Task objective. Only one stretch of the data below is wanted: the lines starting at the one with "RTM abnormal close 1006 - Messages not sent" and ending at the one with "We have a problem", both included, given again exactly.

Provided material.
Issue #463, opened 2016-10-27
RTM abnormal close 1006 - Messages not sent


rickul:
Hi!
We have a problem with the RTM. When starting some conversations, the RTM connections is (always) lost with a 1006 abnormal close. This only happens in one specific channel, in others this never happens.
When it happens, RTM is reconnected automatically, but the messages are not being sent. I think, they should be sent after a reconnect. A comment in bot.send() in Slackbot_worker.js says:
/**
- The RTM failed and for some reason it didn't get caught
- elsewhere. This happens sometimes when the rtm has closed but
- We are sending messages anyways.
- Bot probably needs to reconnect!
  */

rickul:
**Feature/Workaround Request**
Due to this bug we cannot trust in the RTM. But botkit conversations use both, RTM if possible and API calls if necessary.

Could you add something like a "forceAPICall" option to botkit to never use RTM:

```
var controller = Botkit.slackbot({
  ...
  forceAPICalls: true,
  ...
})
```

peterswimm:
Issue solved by #474

PR #474, opened 2016-11-04
force the bot sending messages through API; this commit closes issue …

rickul:
…#463


benbrown:
@rickul -- the purpose of this is to use the Web API to send messages instead of the RTM. Is that correct?

I have been considering making this the default method to send messages, as the web api supports a lot more formatting features.

rickul:
@benbrown Correct, I want to avoid sending messages through rtm and use the web API instead.

Would be great if you make it the default to use the Web API!

benbrown:
@rickul Sending via Web API is now the default!

I will be publishing this change to NPM later today.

Exercise answer.
RTM abnormal close 1006 - Messages not sent


rickul:
Hi!
We have a problem with the RTM. When starting some conversations, the RTM connections is (always) lost with a 1006 abnormal close. This only happens in one specific channel, in others this never happens.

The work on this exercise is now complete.